What Dickens does in demonstrating the nature of Victorian society is a grand show of shadowplay. That is to say, the “two countries” that make up Victorian England are delineated in the author’s willingness to delve into the shadowy realms of industrialized London. The underclasses of Dickens’ universe, the urchins, the peddlers, the gaffers, inhabit a netherworld cut off from the light of a sun that is said to never set.

A “gaffer” like Jesse Hexam is already damned to an underworld where he does not transport the dead across the river but instead pulls them from its watery clutches. He is little more than one of his own collected corpses, for he is already buried beneath the grotesque monotony of his meaningless existence. He can do nothing more than drink himself deeper.

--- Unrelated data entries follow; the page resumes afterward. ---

PR #829, opened 2024-10-14
Client for VSCode Debug Plugin

Sushisource:
Simple client to help languages interact with the vscode debug plugin.

Arguably this isn't really doing much, but, it's at least vaguely useful.

### DIFF
--- a/core/src/debug_client.rs
+++ b/core/src/debug_client.rs
@@ -37,7 +37,8 @@ impl DebugClient {
 
     async fn post_wft_started(&self, event_id: &i64) -> Result<reqwest::Response, anyhow::Error> {
         let url = self.debugger_url.clone() + "/current-wft-started";
-        Ok(self.client
+        Ok(self
+            .client
             .get(url)
             .header("Temporal-Client-Name", CLIENT_NAME)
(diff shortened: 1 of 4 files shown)


core/src/debug_client.rs
```diff
@@ -0,0 +1,72 @@
...
+    }
+
+    /// Get the history from the instance of the debug plugin server
+    pub async fn get_history(&self) -> Result<History, anyhow::Error> {
+        let url = self.debugger_url.join("history")?;
+        let resp = self
+            .client
+            .get(url)
+            .header("Temporal-Client-Name", CLIENT_NAME)
+            .header("Temporal-Client-Version", CLIENT_VERSION)
```
bergundy, line 45: You'll want to let Lang set this.

bergundy, line 45: Consider using https://docs.rs/reqwest/latest/reqwest/struct.ClientBuilder.html#method.default_headers instead of setting this for every request (yes there's only two now).

bergundy (approved):
Not a codeowner but approving FTR.

cretz (approved):

PR #833, opened 2024-10-23
Fix possible replay bug with empty WFT sequences and updates

Sushisource:
## What was changed
Fixed a bug where an empty WFT sequence followed by an update could cause the update job to be sent before things that happened preceding the empty sequence.

## Why?
Bugfix

## Checklist

1. Closes https://github.com/temporalio/sdk-python/issues/673
2. How was this tested:
UT / IT

3. Any docs updates needed?


cretz (approved):

dandavison (approved):
Nice, I've spent a bit of time with this. The fix LGTM and I've convinced myself that I understand what at least some of the tests are doing, although I haven't looked at `replay_with_signal_and_update_same_task`.

PR #838, opened 2024-11-01
Changes needed for lang-implementable slot suppliers

Sushisource:
Unlocks https://github.com/temporalio/sdk-typescript/pull/1553 and other langs


mjameswh (approved):
Everything looks ok here...

Issue #822, opened 2024-09-24
[Feature Request] Call ShutdownWorker API on worker shutdown


cretz:
### Describe the solution you'd like

See https://github.com/temporalio/features/issues/542

PR #839, opened 2024-11-04
Update proto submodule in prep for ShutdownWorker API call

yuandrew:
## What was changed

Ran `git pull --squash --rebase=false -s subtree ssh://git@github.com/temporalio/api.git master --allow-unrelated-histories` from the README to update the submodule and fix up the new rust errors from the update.

## Why?

Need to update the proto submodule to access ShutdownWorker API for #822


client/src/raw.rs
```diff
@@ -1124,6 +1124,52 @@ proxier! {
             r.extensions_mut().insert(labels);
         }
     );
+    (
+        shutdown_worker,
+        ShutdownWorkerRequest,
+        ShutdownWorkerResponse,
+        // TODO: need the namespaced_request label?
+        |r| {
```
yuandrew, line 1132: @Sushisource I added these in by default to match the majority, but lmk if this should be removed

Sushisource: Yeah it should be kept. All namespaced calls should have this label.

Sushisource (approved):
Sweet, thanks!

client/src/raw.rs
yuandrew: oops, forgot to remove this comment, will remove in the follow-up PR

PR #841, opened 2024-11-15
Allow langs to specify custom on-thread-start functions

Sushisource:
Needed for Python custom slot suppliers


cretz (approved):
Hrmm, I admit I'm curious here how this will be used in Python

The very weight of his social position even threatens to drag his family down with him– it can ultimately only serve to snuff out the light of Lizzie’s beauty and Charley’s brains. But what can be done? As a poor Victorian, he is rowing against an impervious current.

Likewise, Silas Wegg must monger his ballads and peddle his fruit fatefully lost under the layer of ever present dust. What little learning he has can only be used to trick and deceive his way into drink and cullinery delights. Even though his character is far more humorous than Hexam, he is no less damned. Here even the humor is tinged with the grotesque.

None of this is pretty, but it is real. Of course it is heightened, for Dickens does not intend “realism”. But one begins to feel that this reality can only be shown, that the shadows can only be seen into, through the lens of the author’s fantastical vision. Here lies Dickens’ power of social criticism. In the shadows, his genius.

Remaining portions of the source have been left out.